O tetikte kaç parmak var?
Fatih Polat yazdı: Birinin HDP İzmir İl Örgütü binasını basarak, Deniz Poyraz’ı ateş ederek öldürmesi çok failli bir cinayettir. O tetikte kaç parmak var hepimiz biliyoruz.
Fotoğraf: Lokman İlhan/AA
Fatih POLAT
Türkiye yakın siyasal tarihi, HDP önceli partilerin kriminalize edilmesinin devlet politikası olarak işlediği bir geçmişe sahip. Hedef gösteren söylemler, kriminalize eden manşetler ve ardından gelen kurşunlar, parti binası bombalamaları.

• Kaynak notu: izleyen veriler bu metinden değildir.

PR #591, opened 2015-03-09
Improve plugin upload process backend

taylortom:
Switched to unzip2 to allow for __MACOSX folders (which are added if using the mac's built-in archive option in the right-click menu) - this folder could be removed during the unzip process, but I think we should take care of this, rather than expecting the user to do it

Added a more helpful error message for case where bower.json isn't in expected place

Changed the code to expect the folder to have been zipped from the inside, rather than to include a nested level, as this is what I've come to expect from similar systems.

### DIFF
--- a/plugins/content/bower/index.js
+++ b/plugins/content/bower/index.js
@@ -28,7 +28,7 @@ var origin = require('../../../'),
     _ = require('underscore'),
     util = require('util'),
     path = require('path'),
-    unzip = require('unzip'),
+    unzip = require('unzip2'),
     exec = require('child_process').exec,
     IncomingForm = require('formidable').IncomingForm;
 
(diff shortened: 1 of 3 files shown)


plugins/content/bower/index.js
```diff
@@ -779,30 +779,33 @@ function handleUploadedPlugin (req, res, next) {
...
-    });
-    ws.on('close', function () {
+    })
+    .on('close', function (data) {
       // enumerate output directory and search for bower.json
       fs.readdir(outputPath, function (err, files) {
-        if (err) {
-          return next(err);
-        }
+        if (err) return next(err);
```
dennis-learningpool: I'm not a huge fan of this formatting style, although we've used it in the frontend. I prefer my curlies.

plugins/content/bower/index.js
```diff
@@ -779,30 +779,33 @@ function handleUploadedPlugin (req, res, next) {
...
-        var canonicalDir = path.join(outputPath, files[0]);
-        try {
-          packageJson = require(path.join(canonicalDir, 'bower.json'));
-        } catch (error) {
-          return next(error);
+        var canonicalDir;
+
+        if(files.indexOf("bower.json") != -1) {
+          canonicalDir = outputPath
         }
```
dennis-learningpool: I like to cuddle my `else` to the end of the `if` brace.

plugins/content/bower/index.js
```diff
@@ -779,30 +779,33 @@ function handleUploadedPlugin (req, res, next) {
...
+        else {
+          var e = new Error("Cannot find bower.json file in the plugin root, please check your zip file and try again.");
+          return next(e);
+        }
+
+        try { packageJson = require(path.join(canonicalDir, 'bower.json')); }
```
dennis-learningpool: again, I'd prefer not to inline blocks like this.

dennis-learningpool:
Nice job. We don't have a complete coding style document (we originally looked at forking https://github.com/felixge/node-style-guide), so I'll not harp on too much about the formatting, but we should think about formalizing a style guide pretty soon.

+1

taylortom:
Thanks Dennis, have made those changes.

dennis-learningpool:
+1 those changes - thanks @taylortom

brian-learningpool:
+1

DEP’in çekildiğini açıkladığı 27 Mart 1994 seçimleri bu açıdan tam bir laboratuvardır. Erdoğan’ın RP’den İstanbul Büyükşehir Belediye Başkanı seçildiği o seçimler öncesi DEP’in binaları tek tek bombalandı. Son olarak da Ankara’daki genel merkezi.

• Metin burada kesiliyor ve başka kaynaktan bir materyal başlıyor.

PR #601, opened 2015-03-18
Updated router to check isUserAuthenticated()

brian-learningpool:
This is required as not all routes were doing this, and when the user
isn't authenticated subsequent API calls can behave inconsistently.

This ensures that the user is redirected back to the login page in that
circumstance.

### DIFF
--- a/frontend/src/core/app/router.js
+++ b/frontend/src/core/app/router.js
@@ -86,6 +86,12 @@ define(function(require) {
         return $('.app-inner').append(new PermissionsView().$el);
       }
 
+      // Verify the user is authenticated
+      if (!this.isUserAuthenticated()  && (module !== 'user' && route1 !== 'login')) {
+        alert('Your session has expired, click OK to log on again');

Bugün de, iktidar ittifakının bekasını HDP’nin derdest edilmesine bağladığı bir strateji işliyor. Öyle alttan alta da değil. Açık açık. Cumhurbaşkanı Erdoğan defalarca HDP’yi hedef tahtasına koyan söylemler kullandı. Ortağı Bahçeli HDP’nin kapatılması için yoğun bir mesai harcadı.
Sınır ötesinde yapılan her askeri operasyonla eş güdümlü olarak, HDP de içeride hedefe konuldu. Bize gazeteciliğin nasıl yapılmaması gerektiğini uygulamalı olarak gösteren Veyis Ateş’in 17 Haziran 2020’de Habertürk ekranlarının HDP’ye kapatıldığını açık açık söylemesi, bunu bir de evrensel yayın ilkeleri ile gerekçelendirmesi, bu ırkçı politikanın üzerinde şehvetle yapılan bir sörftü.
Cumhurbaşkanlığı İletişim Başkanı Fahrettin Altun’un, Yargıtay Cumhuriyet Başsavcılığı tarafından HDP’nin kapatılması talebiyle Anayasa Mahkemesine başvuru yapıldığı gün, Twitter hesabından yaptığı paylaşımı da hatırlatalım: “Bir savcı, bugün erken saatlerde Anayasa Mahkemesine dava açtı ve Halkların Demokratik Partisinin kapatılmasını talep etti. HDP’nin, Türkiye, ABD ve Avrupa Birliği’nin terör örgütü olarak gördüğü PKK ile organik bağlarının olduğu tartışılmaz bir gerçektir. HDP’nin üst düzey liderleri ve sözcüleri, söz ve eylemleriyle defalarca ve tutarlı bir şekilde PKK’nın siyasi kanadı olduklarını kanıtladılar.”
Daha dava bile başlamamışken devletin zirvesinden açık hüküm veren bu sözler, iktidar medyasının manşetleriyle de desteklendi.
HDP üye ve yöneticilerine karşı, siyasal bir tercihin sonucu olarak gündeme gelmiş olan Kobanê davasını da bunlara ekleyin.
Tüm bunların ardından birinin HDP İzmir İl Örgütü binasını basarak, Deniz Poyraz’ı ateş ederek öldürmesi çok failli bir cinayettir.
O tetikte kaç parmak var hepimiz biliyoruz. Ve o kurşunlar, hepimizedir. Milyonların sandıkta ortaya koyduğu iradeye sıkılmıştır o kurşunlar. İktidar politikasıyla artık tozu bile kalmaması istenen barış umuduna sıkılmıştır.
Bu kadar açık bir saldırı karşısında bile iktidar medyasının HDP’yi hedef gösteren biçimde olayı çarpıtarak sunma gayreti hiç şaşırtmıyor.
Böylesi bir çürümeye, düşman hukukuna, kurşuna dönüşen kutuplaştırma siyasetine sırtını dönmek yol vermek demektir.
Buradan umulan beka, kan üzerine kurulan iktidardan başka bir anlama gelmez.